Neue Händlerverträge Stellantis bestätigt Netzkündigung

Autor: Jens Rehberg

Am Mittwochvormittag haben Herstellervertreter des neuen Stellantis-Konzerns ihren Partnern eine Erklärung vorgelesen, in der sie eine weitreichende Umstrukturierung der Markennetze ankündigten. Der Druck auf die Händler wird noch größer.

Stellantis-Deutschlandzentrale in Rüsselsheim
Stellantis-Deutschlandzentrale in Rüsselsheim
(Bild: »kfz-betrieb« / Rehberg)

Zum Monatsende will der Hersteller demnach all seinen Markennetzen in Deutschland und mutmaßlich auch europaweit – mit Ausnahme von Maserati – die Kündigung übermitteln. Das betrifft hierzulande unter anderem über 1.000 A-Händler, die Opel, Fiat, Jeep, Peugeot oder Citroën vertreten. Die Auflösung der Vertriebs- und Serviceverträge soll mit einer Frist von zwei Jahren – also „ordentlich“ – passieren. Wie die Niederlassung des Konzerns in Rüsselsheim der Presse mitteilte, werde das künftige Vertriebsnetz anschließend „auf der Grundlage des Potenzials und objektiver Kriterien ausgewählt“.

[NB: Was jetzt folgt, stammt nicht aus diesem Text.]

PR #1458, opened 2022-02-07
During read-only mode admin can perform changes is hermes-console

pitagoras3:
Until now when _hermes-management_ was in `readOnly || readOnlyAdmin` mode, no one could edit topics, subscriptions or groups from _hermes-console_. Change introduced in this PR allows admin to perform __write__ operations using _hermes-console_ UI on topics, subscriptions and groups, even when _hermes-management_ is in read only mode.

### DIFF
--- a/hermes-management/src/main/java/pl/allegro/tech/hermes/management/domain/dc/MultiDatacenterRepositoryCommandExecutor.java
+++ b/hermes-management/src/main/java/pl/allegro/tech/hermes/management/domain/dc/MultiDatacenterRepositoryCommandExecutor.java
@@ -3,6 +3,7 @@ package pl.allegro.tech.hermes.management.domain.dc;
 import org.slf4j.Logger;
 import org.slf4j.LoggerFactory;
 import pl.allegro.tech.hermes.common.exception.InternalProcessingException;
+import pl.allegro.tech.hermes.common.exception.RepositoryNotAvailableException;
 import pl.allegro.tech.hermes.management.domain.auth.RequestUser;
 
 import java.util.ArrayList;
@@ -22,7 +23,7 @@ public class MultiDatacenterRepositoryCommandExecutor {
     }
 
     public <T> void executeByUser(RepositoryCommand<T> command, RequestUser requestUser) {
-        if(requestUser.isAdmin()) execute(command, false, false);
+        if (requestUser.isAdmin()) execute(command, false, false);
         else execute(command);
     }
 
@@ -30,7 +31,7 @@ public class MultiDatacenterRepositoryCommandExecutor {
         execute(command, rollbackEnabled, true);
     }
 
-    private <T> void execute(RepositoryCommand<T> command, boolean isRollbackEnabled, boolean shouldFailOnAnyDcFailure) {
+    private <T> void execute(RepositoryCommand<T> command, boolean isRollbackEnabled, boolean shouldStopExecutionOnFailure) {
         if (isRollbackEnabled) {
             backup(command);
         }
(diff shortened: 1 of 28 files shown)


druminski (approved):

piotrrzysko:
For me this fix looks fine. However, if we really want to allow the admin to make changes in the read-only mode, in my opinion, there is still work to be done on the backend side. 

When the read-only mode is activated in most cases it means that at least one datacenter (more precisely ZooKeeper in one datacenter) is not available. Currently, in hermes-management there is a mechanism that tries to perform a given update in all datacenters. If the update fails in at least one of them, then a rollback procedure is applied. As far as I remember, the mechanism is not aware of the user role, so I suspect that in case of at least one datacenter failure, admins will still not be able to make changes in the healthy ones.

pitagoras3:
Thanks a lot @piotrrzysko, I will take a look into that!

pitagoras3:
This PR changed a little bit from one-liner 😄 Nonetheless, I've made it possible on backend site to execute operations regarding:
- Topics,
- Subscriptions,
- Blacklisting / unblacklisting,
- Groups,
- OAuth,
- Workload constraints,
- Moving offset
as admin without rollback (and without failure if there is problem with unavailable ZooKeeper).

hermes-management/src/main/java/pl/allegro/tech/hermes/management/domain/dc/MultiDatacenterRepositoryCommandExecutor.java
```diff
@@ -20,8 +22,17 @@ public MultiDatacenterRepositoryCommandExecutor(RepositoryManager repositoryMana
         this.rollbackEnabled = rollbackEnabled;
     }
 
+    public <T> void executeByUser(RepositoryCommand<T> command, RequestUser requestUser) {
+        if (requestUser.isAdmin()) execute(command, false, false);
```
pitagoras3, line 26: Is it ok if admin's failed commands will never get rolled back? Even when _hermes-management_ is not in _read-only_ mode?

piotrrzysko: > Maybe we can also verify if hermes-management is in read-only mode here?

Yes, that would be nice. Otherwise, in a normal situation admins will not even notice that something went wrong.

hermes-management/src/main/java/pl/allegro/tech/hermes/management/domain/dc/MultiDatacenterRepositoryCommandExecutor.java
```diff
@@ -62,4 +71,17 @@ public MultiDatacenterRepositoryCommandExecutor(RepositoryManager repositoryMana
                     "' failed on DC '" + repoHolder.getDatacenterName() + "'.", e);
         }
     }
+
+    private <T> void handleExecutionRepositoryNotAvailableException(RepositoryCommand<T> command, boolean isRollbackEnabled, boolean shouldStopExecutionOnFailure, List<DatacenterBoundRepositoryHolder<T>> executedRepoHolders, DatacenterBoundRepositoryHolder<T> repoHolder, RepositoryNotAvailableException e) {
```
piotrrzysko, line 75: In my opinion, extracting these two methods (`handleExecutionRepositoryNotAvailableException` and `handleExecutionException`) doesn't improve readability as they have many arguments and some of them are booleans. Maybe it would be better to stay with the inline version. WDYT?

hermes-management/src/main/java/pl/allegro/tech/hermes/management/domain/dc/MultiDatacenterRepositoryCommandExecutor.java
pitagoras3: Added such verification:
```java
if (requestUser.isAdmin() && modeService.isReadOnlyEnabled()) execute(command, false, false);
```

hermes-management/src/main/java/pl/allegro/tech/hermes/management/domain/dc/MultiDatacenterRepositoryCommandExecutor.java
pitagoras3: Ok, no problem - I've inlined them :)

piotrrzysko (approved):

PR #1465, opened 2022-02-22
Choosing owner from autocomplete source prevents manual entries

pitagoras3:
**Until now:**

User could either choose owner from dropdown, or type it manually. Typed in owners did not contained all required data.

**Solution:**

When owner source has _autocompletion_, hermes-console user has to choose one of proposed owners from dropdown list. User can type in owner manually, but without accepting concrete owner from dropdown, form will remain invalid.

out


szczygiel-m (approved):

druminski (approved):
Great UX improvement, thanks!

PR #1468, opened 2022-02-25
Explicitly releasing direct buffers in hermes-consumers

piotrrzysko:
By default native memory used by a given instance of `DirectByteBuffer` is released when the object is garbage collected. We don't want to wait for the GC and release the memory as soon as possible. Although the implementation may seem hacky, it seems to be the only possible way for now ([other projects approach this issue in a similar way](https://github.com/akka/akka/blob/331db9b8f8b02edb9370628d62ca53a55ed037e7/akka-actor/src/main/scala/akka/io/DirectByteBufferPool.scala#L80-L107)).

### DIFF
--- a/hermes-consumers/src/main/java/pl/allegro/tech/hermes/consumers/consumer/batch/DirectBufferUtils.java
+++ b/hermes-consumers/src/main/java/pl/allegro/tech/hermes/consumers/consumer/batch/DirectBufferUtils.java
@@ -15,13 +15,13 @@ class DirectBufferUtils {
     static {
         DirectBufferCleaner cleaner;
         try {
-            cleaner = new Java11DirectBufferCleaner();
-        } catch (ReflectiveOperationException e) {
-            try {
+            if ("1.8".equals(System.getProperty("java.specification.version"))) {
                 cleaner = new Java8DirectBufferCleaner();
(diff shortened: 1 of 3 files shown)


druminski (approved):

hermes-consumers/src/main/java/pl/allegro/tech/hermes/consumers/consumer/batch/DirectBufferUtils.java
```diff
@@ -0,0 +1,78 @@
...
+
+class DirectBufferUtils {
+    private static final Logger logger = LoggerFactory.getLogger(DirectBufferUtils.class);
+
+    private static final DirectBufferCleaner CLEANER;
+
+    static {
+        DirectBufferCleaner cleaner;
+        try {
+            cleaner = new Java11DirectBufferCleaner();
```
pitagoras3, line 18: What do you think about checking Java version at runtime, and based on that result try to initialize proper cleaner?

piotrrzysko: done

pitagoras3 (approved):

PR #1780, opened 2023-11-13
Use ephemeral ports in integration tests

piotrrzysko:


szczygiel-m (approved):

hermes-frontend/src/main/java/pl/allegro/tech/hermes/frontend/server/HermesServer.java
```diff
@@ -151,4 +159,23 @@ private HttpHandler handlers() {
     private boolean isFrontendRequestDumperEnabled() {
         return hermesServerParameters.isRequestDumperEnabled();
     }
+
+    @VisibleForTesting
+    @SuppressWarnings("unchecked")
+    public int getPort() {
+        Field channelsField = FieldUtils.getDeclaredField(Undertow.class, "channels", true);
```
druminski, line 166: Do we need to use reflection to read Undertow port? According to a [thread](https://stackoverflow.com/questions/55678642/unable-to-fetch-random-port-when-server-port-is-0) on Stackoverflow something like this should work:

```
InetSocketAddress socketAddress = (InetSocketAddress) undertow.getListenerInfo().stream().findFirst().orElseThrow(() -> new IllegalStateException("No port available yet.")).getAddress();
return socketAddress.getPort();
```

druminski (approved):
+1 but please take a look at my comment related to reflection

hermes-frontend/src/main/java/pl/allegro/tech/hermes/frontend/server/HermesServer.java
```diff
@@ -151,4 +159,23 @@ private HttpHandler handlers() {
     private boolean isFrontendRequestDumperEnabled() {
         return hermesServerParameters.isRequestDumperEnabled();
     }
+
+    @VisibleForTesting
```
Diewa, line 163: If I understand correctly, this annotation makes the method visible in tests. So do we need this annotation when the method is public, or do we need the public access modifier?

druminski: > If I understand correctly, this annotation makes the method visible in tests. 

Nope, this annotation is from Guava and doesn't change anything, it only states that the method was created only for tests. But your question is still valid whether we need it or not. When comes to me, it's ok to use it as it states explicite that the method was created only for test purposes and maybe you shouldn't use it in production.

hermes-frontend/src/main/java/pl/allegro/tech/hermes/frontend/server/HermesServer.java
piotrrzysko: Good point. I applied your suggestion. Thanks.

Was das heißt, erläuterte ein Händlervertreter auf Anfrage der Vogel Communications Group am Mittwochmorgen wie folgt: „Wir wissen, dass die Händler vom Hersteller in drei Gruppen eingeteilt wurden – in solche, die ohne weiteres ein Angebot zur weiteren Zusammenarbeit bekommen sollen, in solche, die erst mal eine Reihe von Standards erfüllen müssen, um weitermachen zu dürfen, und in solche, die man los haben will.“ Entsprechende Schreiben zur weiteren Zusammenarbeit sollten die Händler der ersten beiden Gruppen Mitte Juli erhalten. „Die gehen jetzt über Leichen“, kommentierte der Händlervertreter die Vorgehensweise.